Humans see relationships and objects when they look at a scene. A laptop might be sitting on top of your desk. It could also be in front of a computer monitor.

 

Deep learning models often struggle to see the world in this way, because they don’t know the intricate relationships between objects. A robot that was designed to assist someone in the kitchen would not be able to follow a command such as “pick up the spatula to the left of stove and place it on the cutting board.”

 

MIT researchers developed a model to understand the relationships between objects within a scene. The model depicts individual relationships and then blends these representations to create a scene. The model can generate more accurate images by combining text descriptions even if the scene contains multiple objects that have different relationships.

 

This could be useful in cases where industrial robots are required to perform complex, multi-step tasks such as stacking and assembling items. This also makes it possible to create machines that learn from their environment and interact with it more like humans.

 

“I can’t see an object at XYZ position when I look at a table. Our brains don’t work in this way. Our minds don’t work like that.

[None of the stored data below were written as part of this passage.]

PR #10183, opened 2021-11-30
Set `aria-describedby` with explicit `describedBy` variables

brandonkelly:
This PR makes the following changes:

- Built-in input types to set their `aria-describedby` attributes based on a `describedBy` variable rather than `instructionsId`.
- `craft\helpers\Cp::fieldHtml()` now sets `describedBy` to the `instructions` `tip`, and `warning` IDs (if not already set).
- `craft\base\FieldTrait` now has a `describedBy` property, which should be used to define fields’ inputs’ `aria-describedby` attributes.
- `craft\fieldlayoutelements\CustomField::inputHtml()` now sets `describedBy` on the field.
- Added a new `_includes/forms/datetime.html` template to simplify the `datetime()` macro and `craft\helpers\Cp::dateTimeField()`.

To-do:

- [x] Include error lists (should come first, before instructions)
- [x] Add visually-hidden labels to the tips, warnings, and error lists


src/fieldlayoutelements/BaseField.php
```diff
@@ -263,6 +266,59 @@ protected function id(): string
...
+        return $this->id() . '-instructions';
+    }
+
+    /**
+     * Returns the `id` of the field tip.
+     *
+     * @return string
+     * @since 3.7.24
+     */
+    protected function tipId(): string
```
gcamacho079, line 286: How will tips and warnings be associated with particular input fields? Visually, it seems like they can be used to provide additional context about one or more fields at a time. Will we give users the option of what fields they will apply to?

src/fields/Color.php
```diff
@@ -124,10 +124,9 @@ public function getElementValidationRules(): array
     protected function inputHtml($value, ElementInterface $element = null): string
     {
         /** @var ColorData|null $value */
-        $id = Html::id($this->handle);
         return Craft::$app->getView()->renderTemplate('_includes/forms/color', [
-            'id' => $id,
-            'instructionsId' => "$id-instructions",
+            'id' => Html::id($this->handle),
```
gcamacho079, line 128: Curious about why some id values reference `Html::id($this->handle)` while others reference `$id`

src/fieldlayoutelements/BaseField.php
brandonkelly: The IDs are gathered from `BaseField::describedBy()` here:

https://github.com/craftcms/cms/blob/00c77f7d8557687d4e028f793c10988504fc9b0d/src/fieldlayoutelements/BaseField.php#L311-L320

Which is called when setting `Field::$describedBy` before calling its `getInputHtml()` method:

https://github.com/craftcms/cms/blob/00c77f7d8557687d4e028f793c10988504fc9b0d/src/fieldlayoutelements/CustomField.php#L250

It’s up to the individual field types to actually pass their `describedBy` property to their input’s `aria-describedby` attribute. For example, Email fields do that by passing it to the `_includes/forms/text` template:

https://github.com/craftcms/cms/blob/00c77f7d8557687d4e028f793c10988504fc9b0d/src/fields/Email.php#L96

…which in turn will set it here:

https://github.com/craftcms/cms/blob/00c77f7d8557687d4e028f793c10988504fc9b0d/src/templates/_includes/forms/text.html#L33-L35

src/fields/Color.php
brandonkelly: `Html::id()` returns an `id`-safe version of a string (e.g. `foo bar` --> `foo-bar`). We just call it as a safety measure, although it’s probably not ever needed for field handles, since those already must be a single alphanumeric word.

In this case, `$id` was set to `Html::id($this->handle)` to begin with, but after replacing line 130 with `'describedBy' => $this->describedBy`, there was only one remaining reference of the `$id` variable (previous line 129), so I just got rid of the variable and am now calling `Html::id()` directly when defining the `'id'` key.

When we see a scene, our understanding is based on its relationships. “We believe that if we build a system that understands the relationships between objects, it will be possible to manipulate and change our environment more effectively,” said Yilun Du (a PhD student at the Computer Science and Artificial Intelligence Laboratory, CSAIL), co-lead author on the paper.

 

Du co-authored the paper with Shuang Li (a CSAIL PhD student) and Nan Liu (a graduate student at University of Illinois at UrbanaChampaign); Joshua B. Tenenbaum (a professor of computational cognition science in the Department of Brain and Cognitive Sciences and a CSAIL member; and Antonio Torralba (a senior author and the Delta Electronics Professor of Electrical Engineering and Computer Science and a member of CSAIL); The research will be presented at December’s Conference on Neural Information Processing Systems.

 

One relationship at the time

 

Based on text descriptions of objects and their relationships, the framework developed by the researchers can create an image of a scene. For example, “A wood table to one side of a blue stool.” A red couch to one side of a blue stool.

 

The system would then break down the sentences into smaller pieces, which describe each relationship (“a wood stool to the left of a stool”) and then model each piece separately. The optimization process then creates an image from the scene by combining these pieces.

 

Researchers used an energy-based model, a machine learning technique to represent individual object relationships in scene descriptions. They can use one energy-based model for each relational description and then combine them in a way that makes it clear all objects and their relationships.

 

Li explained that the system can break down the sentences into smaller pieces for each relationship so it can recombine them in many different ways. This allows it to better adapt to scene descriptions it hasn’t seen before.

 

“Other systems would consider all relations holistically and create the image from the description. These approaches are not possible when there is more than one distribution description. This means that the model cannot be adapted in one shot to produce images with more relationships. Du says that by combining these smaller models, we can model more relationships and create new combinations.

 

It can also work in reverse: given an image, the system can match text descriptions to the relationships between objects in that scene. Their model can also be used to edit images by rearranging objects in the scene to match a new description.

 

Understanding complex scenes

 

Researchers compared their model with other deep learning methods that were given text descriptions, and given the task of creating images that showed the objects and their relationships. Their model was superior to the baseline in each case.

 

The researchers also asked people to assess whether the images generated matched the scene description. The most complicated examples had three relationships. 91 percent of participants thought the model performed better.

 

Du says, “One of the most interesting things we discovered was that we could increase our sentence from one relation description to having three or four, and our approach continues be able to produce images that are correctly described using those descriptions.”

 

Researchers also presented model images of scenes that it had never seen before. They also provided text descriptions for each image. It was able identify the best description that matched the object relationships within the image.

 

The researchers also gave the system two different descriptions of the same image, but in different ways. The model understood that they were identical.

 

Researchers were impressed with the robustness and ease of use of the model, particularly when it was working with descriptions that had never been encountered before.

 

This is more in line with how humans function. Although we may only be able to see a few examples, we can extract valuable information from them all and create endless combinations. Li says that our model is able to learn from less data, but can generalize to more complex scenes and image generations.

 

These early results are encouraging but the researchers want to see how the model performs in real-world images with more complex backgrounds and objects that block one another.

 

They also want to incorporate their model into robotics systems. This will allow a robot to infer objects relationships from videos, and then use this knowledge to manipulate objects around the world.

 

Computer vision is still struggling to develop visual representations that are able to deal with the compositional nature the world around us. This paper proposes an energy-based model which explicitly models multiple relationships among objects in the image. It makes significant progress towards solving this problem. Josef Sivic, an outstanding researcher at Czech Institute of Informatics, Robotics and Cybernetics, said that the results were really impressive. He was not involved in this research.